_Exercise requirements_: The answer must be every line of the records below that holds the word "were".

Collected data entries
----------
PR #77, opened 2020-07-15
migrate pitching date range calls to fangraphs

nickwan:
This changes the soup request URL from bbref to fangraphs

### DIFF
--- a/pybaseball/league_pitching_stats.py
+++ b/pybaseball/league_pitching_stats.py
@@ -78,7 +78,7 @@ def pitching_stats_range(start_dt=None, end_dt=None):
         raise ValueError("Year must be 2008 or later")
     if datetime.datetime.strptime(end_dt, "%Y-%m-%d").year < 2008:
         raise ValueError("Year must be 2008 or later")
-    # retrieve html from baseball reference
+    # retrieve html from fangraphs 
     soup = get_soup(start_dt, end_dt)
     table = get_table(soup)
     table = table.dropna(how='all')  # drop if all columns are NA
--- a/pybaseball/league_pitching_stats.py
+++ b/pybaseball/league_pitching_stats.py
@@ -2,6 +2,7 @@ import requests
 import pandas as pd
 import numpy as np
 import io
+import warnings
 from bs4 import BeautifulSoup
 import datetime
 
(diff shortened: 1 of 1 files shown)


schorrm:
Nick, can you make these PRs against my fork?

pybaseball/league_pitching_stats.py
```diff
@@ -42,15 +43,16 @@ def get_soup(start_dt, end_dt):
...
         return None
-    url = "http://www.baseball-reference.com/leagues/daily.cgi?user_team=&bust_cache=&type=p&lastndays=7&dates=fromandto&fromandto={}.{}&level=mlb&franch=&stat=&stat_value=0".format(start_dt, end_dt)
+    url = f"https://www.fangraphs.com/leaders.aspx?pos=all&stats=pit&lg=all&qual=1&type=c,4,5,6,7,8,9,10,11,114,12,13,14,15,16,17,18,19,20,21,22,23,24,36,37,38,40,120,121,217,41,42,43,44,117,118,119,45,124,62,122,229,240,251,262,273,230,241,252,263,274,231,242,253,264,275,234,245,256,267,278,226,237,248,259,270,235,246,257,268,279,228,239,250,261,272,227,238,249,260,271,232,243,254,265,276,233,244,255,266,277,236,247,258,269,280,63,64,65,66,67,68,69,70,71,72,73,74,115,116,212,213,214,215,58,59,60,54,55,56,57,29,30,31,292,293,294,295,296,297,298,299&season={start_dt[:4]}&month=0&season1={end_dt[:4]}&ind=0&team=0&rost=0&age=0&filter=&players=0&startdate={start_dt}&enddate={end_dt}&page=1_1500"
     s = requests.get(url).content
     return BeautifulSoup(s, "lxml")
 
 
 def get_table(soup):
-    table = soup.find_all('table')[0]
+    warnings.warn("\nPlease consider supporting FanGraphs\nhttps://plus.fangraphs.com/product/fangraphs-membership/", Warning)
```
schorrm, line 52: Okay I'm not _sure_ about this one

schorrm:
@nickwan , I'm maintaining this here now. Can you explain the need to migrate to FanGraphs?

schorrm:
@nickwan ?

nickwan:
Unsure if you're actually asking (since you've seemingly fixed and closed the issue), but this would move away from bbref which seems to be putting more things under a pay wall.

pybaseball/league_pitching_stats.py
nickwan: Why? They offer a free service and ask for membership. Seems fair if we're scraping to at least promote membership in good faith

schorrm: Yeah, but if so, I would suggest doing this with print, not warnings, which has implications here that are incorrect (that something went wrong or is otherwise liable to break).
And if we're going to have a message, we might as well put in 'Downloading from FanGraphs' before that.

schorrm:
I am seriously asking, since the prior bugs were fixed.

pybaseball/league_pitching_stats.py
nickwan: Well that's the problem isn't it? If this goes behind a pay wall like stuff on bbref, it's going to break? Unless you're getting a tap from MLBAM (and with the current gigantic warnings on FG saying they need support to maintain the site), we can't really trust this source will stay the same. That's not different from bbref scraping, except they've figured out a way to monetize at scale so maybe things stay public (or maybe they start tucking more things behind a pay wall). But with FG it seems as though they want to keep things as open as possible, and this is a painless way to continue keeping their service open. 

Technically speaking, I suppose I don't care about warning vs print but a warning seems more appropriate for the above reasons.

nickwan:
If the previous bugs are fixed then there is no reason to move to FG for now

schorrm:
Ok. So given that the bugs are fixed, should we put a pin in this?

nickwan:
If you want. Alternatively, this could be repurposed to serve as a secondary source if bbref is unsupported again.

schorrm:
Closing for now

PR #84, opened 2020-08-29
Add support for fielding data

TheCleric:
This PR will support the fielding data from FanGraphs and Baseball Reference in a similar way to the pitching and batting data.


schorrm:
Sorry about this little delay, I wanted to get this after the release. We're good to go. Thanks!

PR #88, opened 2020-08-30
fixed large_request in statcast to not skip years if a date before ma…

bgunn34:
shifted to old repository.

see https://github.com/schorrm/pybaseball/pull/18

### DIFF
--- a/pybaseball/statcast.py
+++ b/pybaseball/statcast.py
@@ -61,7 +61,7 @@ def large_request(start_dt,end_dt,d1,d2,step,verbose):
         # if these dates are detected, check if the next season is within the user's query
         # if yes, fast-forward to the next season to avoid empty requests
         # if no, break the loop. all useful data has been pulled.
-        if d.month < 4 and d.day < 15:
+        if (d.month == 3 and d.day < 15) or d.month <= 2:
             print('Skipping offseason dates')
             d1 = d1.replace(month=3,day=15,year=d1.year)
             d = d1 + datetime.timedelta(days=step+1)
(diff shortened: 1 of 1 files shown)


pybaseball/statcast.py
```diff
@@ -61,7 +61,11 @@ def large_request(start_dt,end_dt,d1,d2,step,verbose):
         # if these dates are detected, check if the next season is within the user's query
         # if yes, fast-forward to the next season to avoid empty requests
         # if no, break the loop. all useful data has been pulled.
-        if ((d.month < 4 and d.day < 15) or (d1.month > 10 and d1.day > 14)):
+        if d.month < 4 and d.day < 15:
```
TheCleric, line 64: This would potentially miss some dates. E.g., 2/28.

```suggestion
        if (d.month == 3 and d.day < 15) or d.month <= 2:
```

pybaseball/statcast.py
```diff
@@ -61,7 +61,11 @@ def large_request(start_dt,end_dt,d1,d2,step,verbose):
...
+            print('Skipping offseason dates')
+            d1 = d1.replace(month=3,day=15,year=d1.year)
+            d = d1 + datetime.timedelta(days=step+1)
+        elif d1.month > 10 and d1.day > 14:
```
TheCleric, line 68: Same as above, but in reverse:

```suggestion
        elif (d1.month == 11 and d1.day > 14) or d1.month > 11:
```

schorrm:
Looks great, thanks to both y'all

Issue #59, opened 2019-06-26
Set correct data types in Statcast data


djcunningham0:
Currently all numeric columns in the Statcast data are coerced to a float data type. This happens in the `postprocessing` function in `statcast.py`.

```
numeric_cols = ['release_speed','release_pos_x','release_pos_z','batter','pitcher','zone','hit_location','balls',
                'strikes','game_year','pfx_x','pfx_z','plate_x','plate_z','on_3b','on_2b','on_1b','outs_when_up','inning',
                'hc_x','hc_y','fielder_2','vx0','vy0','vz0','ax','ay','az','sz_top','sz_bot',
                'hit_distance_sc','launch_speed','launch_angle','effective_speed','release_spin_rate','release_extension',
                'game_pk','pitcher.1','fielder_2.1','fielder_3','fielder_4','fielder_5',
                'fielder_6','fielder_7','fielder_8','fielder_9','release_pos_y',
                'estimated_ba_using_speedangle','estimated_woba_using_speedangle','woba_value','woba_denom','babip_value',
                'iso_value','launch_speed_angle','at_bat_number','pitch_number','home_score','away_score','bat_score',
                'fld_score','post_away_score','post_home_score','post_bat_score','post_fld_score']

data[numeric_cols] = data[numeric_cols].astype(float)
```

Many of those numeric columns always contain integer values (balls, strikes, outs_when_up, etc.). These columns should be coerced to an int data type.

Perhaps more importantly, many of the other columns are ID values (batter, pitcher, game_pk, etc.). It would make more sense to coerce these columns to a string data type (or int would also be better than float). 

I would recommend the following changes in the `postprocessing` function:
* Remove 'batter', 'pitcher', and all other ID columns from the numeric_cols list.
* Create a new int_cols list with 'balls', 'strikes', and all other columns that always contain integer values. Then coerce these columns to an int data type.
    + **Edit:** The int data type doesn't allow for nulls. If you're willing to make Pandas >= 0.24.0 a requirement, then you could use the Pandas [nullable integer](https://pandas.pydata.org/pandas-docs/stable/user_guide/integer_na.html) data type. (This data type could also be useful in some other places)

schorrm:
@TAThor , @andersonfrailey -- what do you guys think about requiring this?
Quoting from the NumPy docs: "Changed in version 1.0.0: Now uses pandas.NA as the missing value rather than numpy.nan."
So I think we'd probably want to mandate version 1+?

[...]

PR #91, opened 2020-08-31
Add a FanGraphs generic parser

TheCleric:
In this PR I've added a FanGraps generic table parser. To do this, and ensure it should be backwards compatible, I did the following:

1. Added unit testing to the project
2. Added unit testing for the existing team_fielding code
3. Wrote the FanGraphs parser + unit tests
4. Cut team_fielding over to the new parser
5. Ensure all tests pass

Next steps will be to do the following for any existing FanGraphs function on a one by one basis:
1. Backfill unit tests
2. Replace existing parser
3. Ensure all tests pass


schorrm:
One thing we need to keep in mind is that once we fix all the floats that should be ints (see #59) wouldn't this fail the unit tests? Do we just regen all the unit tests for that PR?

schorrm:
Also, what are the performance impacts of this PR?

TheCleric:
> One thing we need to keep in mind is that once we fix all the floats that should be ints (see #59) wouldn't this fail the unit tests? Do we just regen all the unit tests for that PR?

Yes, that would be my thought. We'd verify it passes before, change to ints, then regenerate the csv file.

TheCleric:
> Also, what are the performance impacts of this PR?

Interesting question. I hadn't approached it from that perspective, but rather from code sharing and maintainability. Still a worthy question though. After some local testing: **About 3x Faster!**

Here's what I did. I copied the old team_fielding.py to my repo as team_fielding_old.py

I then wanted to remove the HTTP access piece (especially since FG would rate limit before we could do some meaningful counts), so I wrote this test bed that injects the html from the static file into the requests library.

```python
from pybaseball.team_fielding import team_fielding as new_tf
from pybaseball.team_fielding_old import team_fielding as old_tf
import os
import requests
import timeit

with open(os.path.join('tests', 'pybaseball', 'data', 'team_fielding.html')) as html:
    mock_content = html.read()


def mock_get(url):
    class MockResult:
        def __init__(self):
            self.content = mock_content

    return MockResult()


requests.get = mock_get


def run_new_tf():
    new_tf(2019)


def run_old_tf():
    old_tf(2019)
```

I then did a series of python timeit runs:

```
pybaseball> python` -m timeit -n 100 -r 5 -s "from team_fielding_timeit import run_new_tf" "run_new_tf()"
100 loops, best of 5: 59.3 msec per loop
pybaseball> python -m timeit -n 100 -r 5 -s "from team_fielding_timeit import run_old_tf" "run_old_tf()"
100 loops, best of 5: 192 msec per loop
```

So we went from an average of 192ms to process the FanGraphs data to a DataFrame, down to 59.3ms.

schorrm:
Auto-CI is a very nice touch. Thank you for including that with the unit tests (the main reason I'd want it, anyway, to get a green check with a PR).
Quick question: what's that Flake8 thingy doing there?

pybaseball/datasources/fangraphs.py
```diff
@@ -0,0 +1,48 @@
+import lxml
+from typing import List
+
+import pandas
```
schorrm, line 4: I feel like `import pandas as pd` is a bit more normative / consistent?

tests/pybaseball/datahelpers/test_postprocessing.py
```diff
@@ -0,0 +1,71 @@
...
+            [
+                ['TBR', '1', '2', '50 %', '8'],
+                ['555', '3', '4', '45%', np.nan]
+            ],
+            columns=['Team', 'Runs', 'Hits', 'CS%', 'HR']
+        ).reset_index(drop=True)
+
+        actual_result = postprocessing.coalesce_nulls(sample_unprocessed_result).reset_index(drop=True)
+
+        pd.testing.assert_frame_equal(actual_result, expected_result)
```
schorrm, line 32: Reviewing the [docs](https://pandas.pydata.org/pandas-docs/stable/reference/api/pandas.testing.assert_frame_equal.html), should we use `check_dtype=False` to allow for changing the types?

pybaseball/datahelpers/postprocessing.py
```diff
@@ -0,0 +1,41 @@
...
+def columns_except(data: pd.DataFrame, columns: List[str]) -> List[str]:
+    return list(np.setdiff1d(data.columns, columns))
+
+
+def convert_numeric(data: pd.DataFrame, numeric_columns: List[str]):
+    # data.loc[data[numeric_cols] == ''] = None
+    # data[numeric_cols] = data[numeric_cols].astype(float)
+    # Ideally we'd do it the pandas way ^, but it's barfing when some columns have no data
+
+    for col in numeric_columns:
```
schorrm, line 24: Could we insert here a quick check for whether the column contains decimals or percentages, and then use that to determine whether float or integer?

pybaseball/datasources/fangraphs.py
TheCleric: It is. I'll fix it.

tests/pybaseball/datahelpers/test_postprocessing.py
TheCleric: We could in some tests (like this one), but would still want it for testing the numeric postprocessor. My opinion is to lean towards specificity, but would be willing to add it if you thought it was appropriate.

pybaseball/datahelpers/postprocessing.py
TheCleric: I thought about that as well once you mentioned #59 but was worried about performance on larger data sets to scan all values and then attempt to determine if they were all ints or all floats. We could certainly add it if you'd like.

TheCleric:
> Quick question: what's that Flake8 thingy doing there?

Remnant of me doing autoformatting. It shouldn't break anything, but I can remove it if you'd like.

pybaseball/datahelpers/postprocessing.py
schorrm: We shouldn't need to check all of them, we should only need to check the first (nonnull?) instance to determine.
Re performance, I was mainly worried about a potential major regression, I'm not trying to extract every last bit here.

TheCleric: Actually I think I have an idea that would work well here. Let me try some things and I'll update the PR.

schorrm:
Looks _pretty_ good.

schorrm:
Awesome work. I think this is ready to go. Your sign-off too? (I nuked the Flake8 thingy, we can deal with formatting separately)

pybaseball/datahelpers/postprocessing.py
TheCleric: Okay, I added some new code that will just try to determine the type at parse time. I reran my performance metrics, and surprisingly this is even faster!

```
pybaseball> python -m timeit -n 100 -r 5 -s "from team_fielding_timeit import run_new_tf" "run_new_tf()"
100 loops, best of 5: 40.5 msec per loop
```

As well this would likely address the issue in #59 if we inject the try_parse function into the read_csv code, possibly using the converters parameter.

schorrm: wowwwwwwww

schorrm: wowwwwwwwwwww

PR #94, opened 2020-09-02
Team Batting (FanGraphs) => Add unit tests; use new consolidated data source

TheCleric:
This PR is the next step for #91 , now for Team Batting.

In this PR we've added unit tests, and cut team_batting to using the new shared method for getting FanGraphs data.

I've also removed the extraneous parameters in the FanGraphs datasource functions that are now auto-determined.

I've also added a MyPy checker to CI that will NOT fail the PR, but just so we can slowly ensure data types are being respected (could catch potential bugs).


schorrm:
Does this dramatically change the number of columns, though?

schorrm:
Never mind, that's a dumb comment, I got this confused with the regular batting.

pybaseball/datasources/fangraphs.py
```diff
@@ -9,7 +9,7 @@
 ROOT_URL = 'https://www.fangraphs.com'
 
 
-def get_fangraphs_tabular_data_from_html(html: str, xpath: str, percentage_columns: List[str] = None, non_numeric_columns: List[str] = None) -> pd.DataFrame:
+def get_fangraphs_tabular_data_from_html(html: Union[str, bytes], xpath: str) -> pd.DataFrame:
```
schorrm, line 12: <3

pybaseball/team_batting.py
```diff
@@ -1,79 +1,36 @@
...
-            data[col] = data[col].astype(float)/100.
-        else:
-            pass
-
-    # convert columns to numeric
-    not_numeric = ['Team']
-    numeric_cols = [col for col in data.columns if col not in not_numeric]
-    data[numeric_cols] = data[numeric_cols].astype(float)
-    return data
-
```
schorrm, line 56: This is some sweet sweet dividends here

pybaseball/team_fielding.py
```diff
@@ -30,9 +30,7 @@ def team_fielding(start_season, end_season=None, league='all', ind=1):
 
     fg_data = fangraphs.get_fangraphs_tabular_data_from_url(
         _FG_TEAM_FIELDING_URL.format(start_season=start_season, end_season=end_season, league=league, ind=ind),
-        '//table[@class="rgMasterTable"]',
-        percentage_columns=['CS%', 'lgCS%'],
-        non_numeric_columns=['Team', 'Name']
+        '//table[@class="rgMasterTable"]'
```
schorrm, line 33: Substantive: is this always "rgMasterTable"? Can we streamline this call?

tests/pybaseball/datasources/test_fangraphs.py
```diff
@@ -60,9 +60,7 @@ class TestDatasourceFangraphs:
     def test_get_table(self, sample_html, sample_processed_result):
         actual_result = fangraphs.get_fangraphs_tabular_data_from_html(
             sample_html,
-            '//table',
-            ["CS%"],
-            ["Team"]
+            '//table'
```
schorrm, line 63: Is it only ever something else in the testing framework? Can we default it to rg and have the `//table` only in the tests? wondering

pybaseball/team_fielding.py
TheCleric: Great question. Let me check.

tests/pybaseball/datasources/test_fangraphs.py
TheCleric: If so I can just adjust the HTML of the test to add that class.

pybaseball/team_batting.py
TheCleric: I always love deleting code more than adding code.

pybaseball/team_fielding.py
TheCleric: So here is all the places we'd end up implementing this in the future:

- batting_leaders.py
- pitching_leaders.py
- team_pitching.py

All of them use this table class. So I could have this as a default param. I'll modify it shortly.

tests/pybaseball/datasources/test_fangraphs.py
TheCleric: Or not because it's actual FG HTML, so it's already there. lol

TheCleric:
Updated with suggestions.

schorrm:
Looking good. Wonderful work, as usual.

PR #96, opened 2020-09-02
team_pitching to new FanGraphs datasource

TheCleric:


schorrm:
Like clockwork. LGTM. You ready?

tests/pybaseball/conftest.py
```diff
@@ -21,3 +22,19 @@ def get_dataframe(filename: str) -> pd.DataFrame:
         return pd.read_csv(os.path.join(data_dir, filename), index_col=0).reset_index(drop=True)
 
     return get_dataframe
+
+@pytest.fixture()
+def response_get_monkeypatch(monkeypatch):
```
schorrm, line 27: Actually, just the one thing: can you please type annotate this and add a docstring for this function?

TheCleric: You read my mind (or I read your mind?). Just added the annotations. I'll add the docstring.

TheCleric:
Added docstrings

pybaseball/team_batting.py
```diff
@@ -9,7 +9,7 @@
 
 _FG_TEAM_BATTING_URL = "/leaders.aspx?pos=all&stats=bat&lg={league}&qual=0&type=8&season={end_season}&month=0&season1={start_season}&ind={ind}&team=0,ts&rost=0&age=0&filter=&players=0&page=1_100000"
 
-def team_batting(start_season, end_season=None, league='all', ind=1):
+def team_batting(start_season:int, end_season:int=None, league:str='all', ind:int=1):
```
schorrm, line 12: looks a little off

TheCleric: Yeah since I turned off the autoformatter, it's not adding the space I would be accustomed to. lol

schorrm: Something like yapf or something less agressive? Idk. I guess we should really define a proper house style sometime.

TheCleric: I tried yapf, black, and autopep8. Of those autopep8 is the most configurable and least opinionated in my experience. I tend to go with splitting lines > 120 characters and then letting autopep8 do everything else it would like to. But you can configure all the options in a repo wide config file.

TheCleric: If you'd like I can open an issue, show some sample default outputs for a given file from yapf, black, and autopep8, and we can decide if we can tweak what we like/don't like.

schorrm:
LGTM. Thanks a ton, as always.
----------
_Response to this exercise_:
I am seriously asking, since the prior bugs were fixed.
TheCleric: I thought about that as well once you mentioned #59 but was worried about performance on larger data sets to scan all values and then attempt to determine if they were all ints or all floats. We could certainly add it if you'd like.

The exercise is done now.